Problem description -
Taking the listing below, restate word for word each line from the line with "this is merged." to the line with "this nice option", ends included, and stop there.

+ + +

PR #8489, opened 2022-04-01
DPL: introduce ConsumeAndRescan as a completion policy

ktf:


ktf:
@davidrohr this should allow the rescanning needed by #7536. Just return `ConsumeAndRescan` there when this is merged.

ktf:
All green, and in any case not triggered by anyone.

PR #8493, opened 2022-04-03
Optionally check cached ccdb objects only every N TFs

shahor02:
with `--condition-tf-per-query N (def=1)` the validity of cached objects for TF timestamp will
be checked every `N` TFs. If N <= 0, never check validity once they are cached.

@peressounko

### DIFF
--- a/Framework/Core/src/CCDBHelpers.cxx
+++ b/Framework/Core/src/CCDBHelpers.cxx
@@ -50,6 +50,7 @@ struct CCDBFetcherHelper {
   std::vector<OutputRoute> routes;
   std::map<int64_t, CCDBCacheInfo> cache;
   std::unordered_map<std::string, std::string> remappings;
+  size_t queryDownScaleRate = 1;
   o2::ccdb::CcdbApi& getAPI(const std::string& path)
   {
     auto entry = remappings.find(path);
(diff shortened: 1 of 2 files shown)


shahor02:
Tests were green before, merging.

sevdokim:
Hi @shahor02 
this nice option changes checking rate for all the objects in the workflow, right?
It would be cool if one can change checking rate for different ccdb objects separately. For example, check CPV/Calib/Pedestals only once at beginning of run but CPV/Calib/BadChannelMap can be checked once per 10000 TFs. 
Also it will be useful for huge workflows such as dpl-workflow.sh to change checking rates individually for different detectors.

shahor02:
@sevdokim theoretically this can be done but would require passing the command line options for plenty of objects. Before diving to this: what is the use case? Are you going to upload new BadChannel objects online during the sync. processing? Note that with localhost:8084 the additional benefit from the prescaling the validity checks can be only on the FLPs, where the TF rate is order of magnitude higher than on the EPN. Though, even on the EPN in the sync workflow update only at start (or ar very low rate) should be enough.

sevdokim:
Hi @shahor02 I'm thinking about using this option for CPV processing: it would be enough not to check Pedestals, Gains and BadChannelMap objecgts for CPV during the run. However I think no one from other detectors will agree on that. 
For now I see this option can be used only for FLP processing detectors where standalone workflow is running.

sevdokim:
Now I see this option re-opens door for CPV FLP processing.

shahor02:
@sevdokim in general, in the sync. workflow we don't need to check the ccdb at high rate. And the EPN workflows anyway have much lower TF rate than those on the FLP. 
I agree that it would be good to have this as an option, but it may require quite some changes, so I would keep it at lower priority at the moment. But do you still see a backpressure with localhost if you don't use the feature added by this PR?

sevdokim:
Hi @shahor02 
to be honest I didn't check processing on flp recently. My thoughts are based on ~1 month late expirience. I'll check.

PR #8503, opened 2022-04-05
[WIP][EMCAL-687] Declaring BC as index column for Calorimeter tables

mfasDa:


mfasDa:
The build currently crashes in test_AnalysisTask.cxx when creating a join of the two calorimeter tables:
```c++
void process(o2::aod::Collision const&, o2::soa::Join<o2::aod::Tracks, o2::aod::TracksExtra, o2::aod::TracksCov> const&, o2::aod::AmbiguousTracks const&, o2::soa::Join<o2::aod::Calos, o2::aod::CaloTriggers> const&)
```
Because both declare separate index column. According to my understanding this would mean that calos and CaloTrigger tables are supposed to be related in rows (same objects in both tables, only different parts of the information). They are not, they come from different readouts, represent different segmentations (for EMCAL the trigger has only 1/4 of the amount of channels compared to the cells) and must therefore never be joined but treated as separate objects.

For EMCAL we definitely want to declare index columns so the cells and FastORs are filtered per BC ID.

jgrosseo:
I think the title of the PR is misleading. Adding `o2::soa::Index<>` does not declare anything as index column. It just adds some functions to get the row number etc. @aalkin may want to comment

If is see correctly you don't change any other table definition, right?

mfasDa:
@jgrosseo I see. The problem I want to fix is that for the emcal correction task subscribing to o2::emcal::calos it obviously did not get only the cells from a single bunch crossing but from all bunch crossings in the time frame, see for example
```
[340:emcal-correction-task]: [00:57:10][INFO] Converted cells. Contains: 279. Originally 2241. About to run clusterizer.
[340:emcal-correction-task]: [00:57:10][INFO] Converted cells. Contains: 264. Originally 2241. About to run clusterizer.
[340:emcal-correction-task]: [00:57:10][INFO] Converted cells. Contains: 287. Originally 2241. About to run clusterizer.
[340:emcal-correction-task]: [00:57:10][INFO] Converted cells. Contains: 265. Originally 2241. About to run clusterizer.
[340:emcal-correction-task]: [00:57:10][INFO] Converted cells. Contains: 308. Originally 2241. About to run clusterizer.
[340:emcal-correction-task]: [00:57:10][INFO] Converted cells. Contains: 285. Originally 2241. About to run clusterizer.
[340:emcal-correction-task]: [00:57:10][INFO] Converted cells. Contains: 290. Originally 2241. About to run clusterizer.
[340:emcal-correction-task]: [00:57:10][INFO] Converted cells. Contains: 263. Originally 2241. About to run clusterizer.
```
where this printout is called for each BC, "Contains" refers to the cells with the same BC ID and "Originally" is the size of o2::aod::calos, so if BC and calos would be matched the numbers should be identical.

jgrosseo:
I guess you refer to 
https://github.com/AliceO2Group/O2Physics/blob/master/PWGJE/TableProducer/emcalCorrectionTask.cxx#L129

Calo cannot be directly grouped to Collisions because you need the indirection through the BC. Then you loop by hand in your code and build a new list but that is not efficient. If you want to start from Collision, we need to do a similar trick to this here:
https://github.com/jgrosseo/AliceO2/blob/dev/Framework/Core/include/Framework/AnalysisDataModel.h#L1039

You can check how this is used e.g. here:
https://github.com/AliceO2Group/O2Physics/blob/master/Tutorials/src/ZDCVZeroIteration.cxx#L80

Let me know if this helps.

mfasDa:
@jgrosseo Indeed this new list I would like to get rid of. 

In principle what I would like to do is to group both collision and Calos to BC, since the index column should be the BC for the calorimenter, and the collision is only needed getting the primary vertex for the cluster kinematics, which we could set to 0 in case the bc doesn't have a primary vertex assigned. However not sure this is possible.

jgrosseo:
Try process(BC, Collisions, Calos)

mfasDa:
@jgrosseo Thanks! Also found out myself in the mean time, see https://github.com/AliceO2Group/O2Physics/pull/661

jgrosseo:
I will merge this but adjust the commit message

jgrosseo (approved):

PR #10485, opened 2022-12-14
[MCH] normalize the propagation of digits along the reconstruction chain

pillot:
The digits are now needed in the tracking workflows to compute the track time. Therefore I changed a bit the decision of propagating (or not) the digits along the reconstruction chain and in the output files, and I tried to make it more consistent between the various devices:

- by default, the digits associated to the clusters are written to / read from the cluster output files, unless the option --no-digits is specified in the corresponding workflows.

- by default, the track time is explicitly computed from the associated digits time (and thus the cluster digits are needed as input) in the tracking workflows, unless the option --disable-time-computation is specified (in which case the ROF time is used).

- by default, the digits associated to tracks are not written to / read from the track output root file, unless the option --digits is specified in the corresponding workflows.

I updated the README accordingly.

### DIFF
--- a/DataFormats/Detectors/MUON/MCH/include/DataFormatsMCH/TrackMCH.h
+++ b/DataFormats/Detectors/MUON/MCH/include/DataFormatsMCH/TrackMCH.h
@@ -33,12 +33,13 @@ namespace mch
 class TrackMCH
 {
   using ClusRef = o2::dataformats::RangeRefComp<5>;
-  using Time = o2::dataformats::TimeStampWithError<float, float>;
 
  public:
+  using Time = o2::dataformats::TimeStampWithError<float, float>;
+
   TrackMCH() = default;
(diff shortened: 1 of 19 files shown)


aphecetche:
@pillot do you know what's the impact of the change of defaults to the output size of a typical `reco-workflow` run w/o `disable-root-output` ?

pillot:
> @pillot do you know what's the impact of the change of defaults to the output size of a typical `reco-workflow` run w/o `disable-root-output` ?

- if the option --digits is used, there is no difference.
- if the option --digits is not used, there is no difference for mchtracks.root (the digits are not written in this case as before), but the digits are still written in mchclusters.root, which represents ~70% of the size of this file for pp@500kHz.

I wanted to decouple the writing of tracks' digits, driven by --digits, from the writing of clusters' digits. But I can easily change the reco-workflow to get back to the previous behaviour, or add another option to disable the writing of the clusters's digits.

aphecetche (approved):

PR #10488, opened 2022-12-15
[ITS3, ITS] Add possibility to switch ITS3 version with configKeyValues

fgrosa:


Detectors/ITSMFT/ITS/simulation/src/Detector.cxx
```diff
@@ -145,7 +145,10 @@ Detector::Detector(Bool_t active, TString name)
     mDescriptorIB.reset(new DescriptorInnerBarrelITS2(3));
   } else if (name == "IT3") {
 #ifdef ENABLE_UPGRADES
-    mDescriptorIB.reset(new DescriptorInnerBarrelITS3(DescriptorInnerBarrelITS3::ThreeLayersNoDeadZones));
+    mDescriptorIB.reset(new DescriptorInnerBarrelITS3());
+    if (its3Version != "") {
+      dynamic_cast<DescriptorInnerBarrelITS3*>(mDescriptorIB.get())->setVersion(its3Version.Data());
```
mconcas: Out of curiosity, why a `dynamic_cast` here?

mconcas (dismissed):

Detectors/ITSMFT/ITS/simulation/src/Detector.cxx
fgrosa: There is no specific reason indeed, so I changed it (and the others) and tested it that it works properly using simple casts as well.

iouribelikov (dismissed):

mconcas:
@shahor02 error seems unrelated and not genuine, if you could merge, pls.

mconcas (dismissed):

fgrosa:
@shahor02 all the checks are now green and @mconcas and @iouribelikov approved already, so can it be merged? Many thanks!

PR #10497, opened 2022-12-16
DPL: add check for missing outputs

ktf:
This will check for missing outputs of lifetime Timeframe and complain if that's actually the case. While this should work as expected and across outputs sent over multiple channels, there might still be some false positives. In particular:

* With a custom completion policy, it might be ok to consume input as they come and produce only the outputs associated to those inputs.
* You could be producing QA data with a timer and timeframe data on real inputs. When creating the QA data, this will complain.

### DIFF
--- a/Framework/Core/include/Framework/DataSender.h
+++ b/Framework/Core/include/Framework/DataSender.h
@@ -37,6 +37,16 @@ class DataSender
              SendingPolicy const& policy);
   void send(fair::mq::Parts&, ChannelIndex index);
   std::unique_ptr<fair::mq::Message> create(RouteIndex index);
+  /// Reset the datasender to a clean state
+  /// so that we can track what whill be sent in the next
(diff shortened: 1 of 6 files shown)


ktf:
@davidrohr this should do what you requested. As I wrote in the commit, there might still be false positives, and for that reason this just produced a "WARNING" message. I am now checking the tests which trigger this behaviour to see if I missed  some other corner case or if they are effectively not producing all the outputs.

davidrohr:
We need to test with the fst. For false positives: i'd disable it when there is no lifetime timeframe input, and for custom completion policies.

Kind Regards
David Rohr

ktf:
Yes, although most likely those are the places were we actually have troubles right now. Maybe I should have a better display in the GUI for the data processors which do not use the default completion policy...

ktf:
This entered in #10238. Closing.

PR #10500, opened 2022-12-17
TPC: adding number of clusters as type for integration

matthias-kleiner:
- Using the number of clusters instead of the cluster charge, the resulting factorized currents are independent of the gain (possible gain fluctuations)

- setting severity to debug

- adding default move constructor


wiechula (approved):

matthias-kleiner:
Can this be merged?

+ + +

Your response -
@davidrohr this should allow the rescanning needed by #7536. Just return `ConsumeAndRescan` there when this is merged.

ktf:
All green, and in any case not triggered by anyone.

PR #8493, opened 2022-04-03
Optionally check cached ccdb objects only every N TFs

shahor02:
with `--condition-tf-per-query N (def=1)` the validity of cached objects for TF timestamp will
be checked every `N` TFs. If N <= 0, never check validity once they are cached.

@peressounko

### DIFF
--- a/Framework/Core/src/CCDBHelpers.cxx
+++ b/Framework/Core/src/CCDBHelpers.cxx
@@ -50,6 +50,7 @@ struct CCDBFetcherHelper {
   std::vector<OutputRoute> routes;
   std::map<int64_t, CCDBCacheInfo> cache;
   std::unordered_map<std::string, std::string> remappings;
+  size_t queryDownScaleRate = 1;
   o2::ccdb::CcdbApi& getAPI(const std::string& path)
   {
     auto entry = remappings.find(path);
(diff shortened: 1 of 2 files shown)


shahor02:
Tests were green before, merging.

sevdokim:
Hi @shahor02 
this nice option changes checking rate for all the objects in the workflow, right?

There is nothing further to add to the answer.